GOAL OF THE EXERCISE: Copy out the lines of the records below, and only those lines, from the one with "(Source of the" through the one with "Add in a link", exactly as they appear.

** Opening RECORDS block **

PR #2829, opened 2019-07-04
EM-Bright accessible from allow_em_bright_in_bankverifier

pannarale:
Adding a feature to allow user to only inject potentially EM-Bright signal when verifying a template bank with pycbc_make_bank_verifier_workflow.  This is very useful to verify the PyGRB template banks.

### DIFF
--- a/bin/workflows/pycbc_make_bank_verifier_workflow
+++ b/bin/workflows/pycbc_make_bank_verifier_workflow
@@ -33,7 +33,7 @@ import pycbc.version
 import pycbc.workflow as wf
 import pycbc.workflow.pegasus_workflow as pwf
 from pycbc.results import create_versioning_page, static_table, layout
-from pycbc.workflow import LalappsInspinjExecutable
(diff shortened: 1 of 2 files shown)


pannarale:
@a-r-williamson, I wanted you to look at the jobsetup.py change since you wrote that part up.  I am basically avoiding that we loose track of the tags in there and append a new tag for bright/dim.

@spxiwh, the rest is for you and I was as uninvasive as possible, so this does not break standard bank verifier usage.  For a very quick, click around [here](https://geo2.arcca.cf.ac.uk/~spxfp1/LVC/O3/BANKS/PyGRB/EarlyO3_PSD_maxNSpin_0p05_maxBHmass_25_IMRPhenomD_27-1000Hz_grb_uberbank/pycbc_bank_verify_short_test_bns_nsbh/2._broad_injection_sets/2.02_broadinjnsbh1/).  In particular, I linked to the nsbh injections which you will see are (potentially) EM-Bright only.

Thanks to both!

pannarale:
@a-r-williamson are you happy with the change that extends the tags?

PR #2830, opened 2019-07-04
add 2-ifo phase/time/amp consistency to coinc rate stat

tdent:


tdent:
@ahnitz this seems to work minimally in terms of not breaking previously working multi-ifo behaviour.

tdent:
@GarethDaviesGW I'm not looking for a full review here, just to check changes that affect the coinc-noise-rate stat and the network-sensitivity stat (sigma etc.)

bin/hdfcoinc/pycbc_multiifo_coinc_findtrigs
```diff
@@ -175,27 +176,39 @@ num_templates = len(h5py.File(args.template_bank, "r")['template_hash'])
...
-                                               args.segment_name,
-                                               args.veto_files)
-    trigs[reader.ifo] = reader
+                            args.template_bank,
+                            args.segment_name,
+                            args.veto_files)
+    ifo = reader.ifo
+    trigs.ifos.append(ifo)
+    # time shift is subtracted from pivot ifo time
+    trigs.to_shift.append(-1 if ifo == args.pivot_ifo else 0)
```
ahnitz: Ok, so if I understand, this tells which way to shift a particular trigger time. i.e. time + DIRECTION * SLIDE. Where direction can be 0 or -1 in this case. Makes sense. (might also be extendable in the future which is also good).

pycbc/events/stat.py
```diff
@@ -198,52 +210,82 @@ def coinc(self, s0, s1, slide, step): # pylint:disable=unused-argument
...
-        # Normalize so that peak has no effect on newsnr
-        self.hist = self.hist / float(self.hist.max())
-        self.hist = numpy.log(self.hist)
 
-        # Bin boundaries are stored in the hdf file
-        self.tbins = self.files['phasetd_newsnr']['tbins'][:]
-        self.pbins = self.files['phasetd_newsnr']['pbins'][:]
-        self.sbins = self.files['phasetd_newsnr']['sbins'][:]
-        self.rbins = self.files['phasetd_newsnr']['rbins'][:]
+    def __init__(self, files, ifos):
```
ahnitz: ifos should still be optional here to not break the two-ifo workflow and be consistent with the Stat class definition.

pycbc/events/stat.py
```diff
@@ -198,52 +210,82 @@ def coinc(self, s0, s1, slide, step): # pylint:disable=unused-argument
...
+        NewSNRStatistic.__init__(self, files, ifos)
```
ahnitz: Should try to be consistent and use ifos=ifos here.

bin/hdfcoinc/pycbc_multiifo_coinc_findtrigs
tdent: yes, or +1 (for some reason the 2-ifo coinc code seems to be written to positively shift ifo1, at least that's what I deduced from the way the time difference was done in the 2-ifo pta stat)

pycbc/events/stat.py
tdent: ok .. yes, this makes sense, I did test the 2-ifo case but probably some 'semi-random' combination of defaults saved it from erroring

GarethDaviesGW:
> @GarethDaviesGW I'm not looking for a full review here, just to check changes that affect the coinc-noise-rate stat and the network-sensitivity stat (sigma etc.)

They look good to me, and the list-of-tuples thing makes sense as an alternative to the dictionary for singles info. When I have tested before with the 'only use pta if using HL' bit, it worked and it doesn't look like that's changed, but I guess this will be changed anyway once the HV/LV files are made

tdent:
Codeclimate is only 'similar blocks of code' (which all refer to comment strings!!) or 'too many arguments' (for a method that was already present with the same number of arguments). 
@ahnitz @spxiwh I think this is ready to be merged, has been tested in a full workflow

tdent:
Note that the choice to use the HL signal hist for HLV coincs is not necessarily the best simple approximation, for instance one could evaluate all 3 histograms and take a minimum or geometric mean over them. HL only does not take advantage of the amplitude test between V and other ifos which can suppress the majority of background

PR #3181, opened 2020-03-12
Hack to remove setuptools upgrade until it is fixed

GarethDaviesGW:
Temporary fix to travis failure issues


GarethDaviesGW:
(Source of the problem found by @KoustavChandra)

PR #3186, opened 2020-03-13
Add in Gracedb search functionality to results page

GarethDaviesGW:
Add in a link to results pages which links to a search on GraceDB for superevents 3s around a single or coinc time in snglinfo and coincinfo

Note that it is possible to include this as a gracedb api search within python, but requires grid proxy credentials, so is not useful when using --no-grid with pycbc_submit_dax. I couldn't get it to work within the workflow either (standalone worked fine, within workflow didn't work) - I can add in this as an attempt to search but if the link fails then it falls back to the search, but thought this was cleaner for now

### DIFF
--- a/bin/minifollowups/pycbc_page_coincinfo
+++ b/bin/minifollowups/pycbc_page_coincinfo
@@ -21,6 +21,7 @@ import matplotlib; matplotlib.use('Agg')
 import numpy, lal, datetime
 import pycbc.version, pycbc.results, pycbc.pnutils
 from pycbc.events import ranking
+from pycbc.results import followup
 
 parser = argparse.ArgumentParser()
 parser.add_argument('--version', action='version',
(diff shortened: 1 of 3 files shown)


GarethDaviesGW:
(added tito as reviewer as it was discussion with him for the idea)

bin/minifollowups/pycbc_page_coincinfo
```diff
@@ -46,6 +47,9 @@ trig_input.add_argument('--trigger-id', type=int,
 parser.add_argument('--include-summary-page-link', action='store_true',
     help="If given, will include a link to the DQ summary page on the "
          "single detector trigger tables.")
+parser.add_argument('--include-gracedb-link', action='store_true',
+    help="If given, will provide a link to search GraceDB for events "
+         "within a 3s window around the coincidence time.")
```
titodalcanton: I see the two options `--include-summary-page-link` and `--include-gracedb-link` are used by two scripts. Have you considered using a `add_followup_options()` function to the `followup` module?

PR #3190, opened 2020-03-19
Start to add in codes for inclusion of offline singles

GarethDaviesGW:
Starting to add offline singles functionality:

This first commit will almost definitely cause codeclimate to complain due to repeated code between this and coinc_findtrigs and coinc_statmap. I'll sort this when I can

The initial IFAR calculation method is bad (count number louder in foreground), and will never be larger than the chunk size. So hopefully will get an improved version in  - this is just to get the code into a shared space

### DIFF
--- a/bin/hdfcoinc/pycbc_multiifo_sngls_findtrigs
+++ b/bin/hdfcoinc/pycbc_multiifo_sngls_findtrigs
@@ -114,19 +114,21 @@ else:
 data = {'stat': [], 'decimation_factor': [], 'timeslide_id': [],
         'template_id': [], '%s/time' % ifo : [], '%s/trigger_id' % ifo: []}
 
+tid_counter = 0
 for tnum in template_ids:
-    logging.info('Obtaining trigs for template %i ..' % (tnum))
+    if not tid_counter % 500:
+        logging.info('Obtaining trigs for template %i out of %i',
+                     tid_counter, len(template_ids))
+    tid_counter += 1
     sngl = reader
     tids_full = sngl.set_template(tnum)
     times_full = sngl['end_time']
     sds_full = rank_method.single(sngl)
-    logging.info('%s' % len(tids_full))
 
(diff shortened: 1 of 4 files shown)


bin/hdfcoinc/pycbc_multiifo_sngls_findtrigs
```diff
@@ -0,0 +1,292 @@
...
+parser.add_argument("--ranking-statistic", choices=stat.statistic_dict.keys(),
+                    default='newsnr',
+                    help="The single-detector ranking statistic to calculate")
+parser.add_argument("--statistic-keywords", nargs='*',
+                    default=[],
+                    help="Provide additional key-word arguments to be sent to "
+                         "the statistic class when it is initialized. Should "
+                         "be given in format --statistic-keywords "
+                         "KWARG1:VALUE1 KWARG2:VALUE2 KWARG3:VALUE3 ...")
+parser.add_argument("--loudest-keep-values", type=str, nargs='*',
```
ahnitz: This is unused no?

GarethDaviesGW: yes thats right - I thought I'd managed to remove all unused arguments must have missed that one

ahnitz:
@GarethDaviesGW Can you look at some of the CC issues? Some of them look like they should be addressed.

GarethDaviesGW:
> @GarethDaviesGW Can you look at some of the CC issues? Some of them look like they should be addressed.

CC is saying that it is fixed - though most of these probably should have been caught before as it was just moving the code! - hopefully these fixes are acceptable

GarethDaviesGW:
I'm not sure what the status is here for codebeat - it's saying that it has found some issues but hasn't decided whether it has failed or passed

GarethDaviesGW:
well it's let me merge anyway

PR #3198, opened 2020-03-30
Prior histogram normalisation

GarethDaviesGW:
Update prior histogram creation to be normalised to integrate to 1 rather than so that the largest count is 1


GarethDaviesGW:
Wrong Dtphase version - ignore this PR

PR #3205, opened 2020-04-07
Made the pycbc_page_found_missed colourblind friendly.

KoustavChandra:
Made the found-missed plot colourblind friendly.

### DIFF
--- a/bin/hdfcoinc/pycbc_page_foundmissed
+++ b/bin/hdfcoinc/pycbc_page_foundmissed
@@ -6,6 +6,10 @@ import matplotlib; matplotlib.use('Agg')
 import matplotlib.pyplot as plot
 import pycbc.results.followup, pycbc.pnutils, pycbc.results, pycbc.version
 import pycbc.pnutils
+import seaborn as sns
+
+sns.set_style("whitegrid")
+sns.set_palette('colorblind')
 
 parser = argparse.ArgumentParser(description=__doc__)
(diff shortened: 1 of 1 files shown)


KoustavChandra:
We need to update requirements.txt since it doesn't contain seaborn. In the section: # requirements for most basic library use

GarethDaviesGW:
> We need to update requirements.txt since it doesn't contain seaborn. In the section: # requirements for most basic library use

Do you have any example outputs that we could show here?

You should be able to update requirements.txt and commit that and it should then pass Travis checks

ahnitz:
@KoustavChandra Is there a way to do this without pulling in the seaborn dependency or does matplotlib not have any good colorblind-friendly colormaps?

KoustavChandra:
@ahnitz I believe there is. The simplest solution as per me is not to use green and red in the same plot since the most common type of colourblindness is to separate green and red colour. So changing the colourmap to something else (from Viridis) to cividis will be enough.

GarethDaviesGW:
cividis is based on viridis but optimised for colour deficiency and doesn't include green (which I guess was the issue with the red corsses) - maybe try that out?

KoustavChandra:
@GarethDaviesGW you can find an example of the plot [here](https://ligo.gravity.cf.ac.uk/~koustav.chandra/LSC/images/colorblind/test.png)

** Closing RECORDS block **

RESPONSE TO THE TASK:
(Source of the problem found by @KoustavChandra)

PR #3186, opened 2020-03-13
Add in Gracedb search functionality to results page

GarethDaviesGW:
Add in a link to results pages which links to a search on GraceDB for superevents 3s around a single or coinc time in snglinfo and coincinfo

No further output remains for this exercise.